Как Ильдару могут помочь украинцы?
Я предлагаю иностранным гражданам отправить по электронной почте письмо в карельскую ФСИН с требованием провести расследование по факту пыток и наказать виновных. Понятно, что ФСИН будет покрывать тех людей, которые совершали эти преступления. Однако, чем больше внимания будет у этой истории, тем больше вероятность того, что в определённый момент они для себя решат: лучше посадить десяток садистов, чем выглядеть самим садистами в глазах международного сообщества.

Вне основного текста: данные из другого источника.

PR #484, opened 2022-06-17
Use provided authority port when building the tenant discovery endpoint

sarathys:
Add support for authority (STS) endpoint hosted on non-443 port.  This allows Azure CLI to use STS and Graph hosted on different endpoints.  e.g.
```
>  az cloud show -n DevEnv
{
  "endpoints": {
    "activeDirectory": "https://localhost:3001",
    "activeDirectoryDataLakeResourceId": "https://datalake.azs/",
    "activeDirectoryGraphResourceId": "https://localhost:3002/v1.0/",
    "activeDirectoryResourceId": "https://login.azs",
...
  },
  "isActive": false,
  "name": "DevEnv",
  "profile": "latest",
  "suffixes": {
   ...
  }
}

```
This change will allow such configuration for Azure CLI and users can use az login to use it.

See https://github.com/Azure/azure-cli/issues/22553 for the error we get without this change.

### DIFF
--- a/msal/authority.py
+++ b/msal/authority.py
@@ -73,10 +73,9 @@ class Authority(object):
         authority, self.instance, tenant = canonicalize(authority_url)
 
         # extract authority port
-        parsedUrl = urlparse(authority_url)
-        authorityPort = parsedUrl.port
+        authorityPort = authority.port
 
-        if not authorityPort and parsedUrl.scheme == 'https':
+        if not authorityPort and authority.scheme == 'https':
             authorityPort = 443
 
         parts = authority.path.split('/')
--- a/msal/authority.py
+++ b/msal/authority.py
@@ -71,13 +71,6 @@ class Authority(object):
         if isinstance(authority_url, AuthorityBuilder):
             authority_url = str(authority_url)
         authority, self.instance, tenant = canonicalize(authority_url)
-
-        # extract authority port
-        authorityPort = authority.port
-
-        if not authorityPort and authority.scheme == 'https':
-            authorityPort = 443
-
         parts = authority.path.split('/')
         is_b2c = any(self.instance.endswith("." + d) for d in WELL_KNOWN_B2C_HOSTS) or (
             len(parts) == 3 and parts[2].lower().startswith("b2c_"))
@@ -100,7 +93,7 @@ class Authority(object):
             tenant_discovery_endpoint = (
                 'https://{}:{}{}{}/.well-known/openid-configuration'.format(
                     self.instance,
-                    authorityPort,
+                    443 if authority.port is None else authority.port,
                     authority.path,  # In B2C scenario, it is "/tenant/policy"
                     "" if tenant == "adfs" else "/v2.0" # the AAD v2 endpoint
                     ))
--- a/msal/authority.py
+++ b/msal/authority.py
@@ -71,6 +71,14 @@ class Authority(object):
         if isinstance(authority_url, AuthorityBuilder):
             authority_url = str(authority_url)
         authority, self.instance, tenant = canonicalize(authority_url)
+
+        # extract authority port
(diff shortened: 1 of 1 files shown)


msal/authority.py
```diff
@@ -71,6 +71,14 @@ def __init__(self, authority_url, http_client, validate_authority=True):
         if isinstance(authority_url, AuthorityBuilder):
             authority_url = str(authority_url)
         authority, self.instance, tenant = canonicalize(authority_url)
+
+        # extract authority port
+        parsedUrl = urlparse(authority_url)
```
keystroke, line 76: I think "authority" is already parsed url: https://github.com/sarathys/microsoft-authentication-library-for-python/blob/f4036a38be7d0136383390422b98e9fe67082b93/msal/authority.py#L143

msal/authority.py
```diff
@@ -91,8 +99,9 @@ def __init__(self, authority_url, http_client, validate_authority=True):
             tenant_discovery_endpoint = payload['tenant_discovery_endpoint']
         else:
             tenant_discovery_endpoint = (
-                'https://{}{}{}/.well-known/openid-configuration'.format(
+                'https://{}:{}{}{}/.well-known/openid-configuration'.format(
```
keystroke, line 102: need / after port?

msal/authority.py
```diff
@@ -91,8 +99,9 @@ def __init__(self, authority_url, http_client, validate_authority=True):
...
                     self.instance,
+                    authorityPort,
                     authority.path,  # In B2C scenario, it is "/tenant/policy"
                     "" if tenant == "adfs" else "/v2.0" # the AAD v2 endpoint
```
keystroke, line 106: ?? [@msal python team] "tenant" having value "adfs" looks like wrong pattern. In ADFS-based azure system there is still a tenantId value that customer would have / know / use. The different is in constructing URLs, the "authority" for adfs endpoints is /adfs whereas for AAD systems it is /tenantId. So customer will instead pass authority value with /adfs segement on it, rather than "hacking" the tenatnId input to provide "adfs" to "cheese" these URI builder methods. And instead, you may ignore tenantId input parameter for these URL building flows, but it may still be relevant in other areas (e.g. caching tokens with tenantId in some cache key perhaps? etc.)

Ещё важно привлечь внимание собственных властей. Мы, гражданское общество России, пытаемся коммуницировать с властями, но это происходит с позиции слабости, потому что мы как раздавленная гусеница под сапогом. Если это будут делать правительства других стран, диалог будет уже на равных. Без международной помощи ничего не получится. Все люди, осмелившиеся пойти против системы, будут уничтожены. Нас мало и нас можно игнорировать.
Если и международное сообщество будет молчать, в России поймут, что пытать можно и что никто не может на это повлиять. Поэтому сейчас нужно как можно больше привлечь внимание международных институций. Может быть, украинский омбудсмен сделает заявление. Или украинские власти. Это важно, это будет показателем того, что народу Европы не наплевать на то, что происходит в российских тюрьмах и что подобное не может происходить незаметно.
Допускаете вероятность того, что Ильдара освободят досрочно после этой истории?
Я пока даже не надеюсь на это. Сейчас для меня главное, чтобы он выжил. Я не знаю, оправят ли его в больницу, будут ли переводить в другую колонию и выяснять, из-за чего появилась эпилепсия. Я не знаю, грубо говоря, доживёт ли он до конца месяца. Если государственные СМИ в сюжетах о нём начинают говорить, мол, вот, Ильдар Дадин склонен к суициду, понятно, к чему это приведёт. Сначала нам говорят, что он склонен к самоубийству, потом скажут, что он сам вскрыл себе вены. Я очень боюсь такого исхода. Думать о том, чтобы он вышел досрочно, это как думать о том, что сейчас ангел спустится с неба и даст мне райские яблоки — настолько невероятным это кажется. Я не знаю, что я могу противопоставить системе, которая готова уничтожить любого, кто пошёл против неё.
Хочется сделать больше. Потому что если с ним что-то случится, я себе не прощу. Я буду считать, что я сделала недостаточно.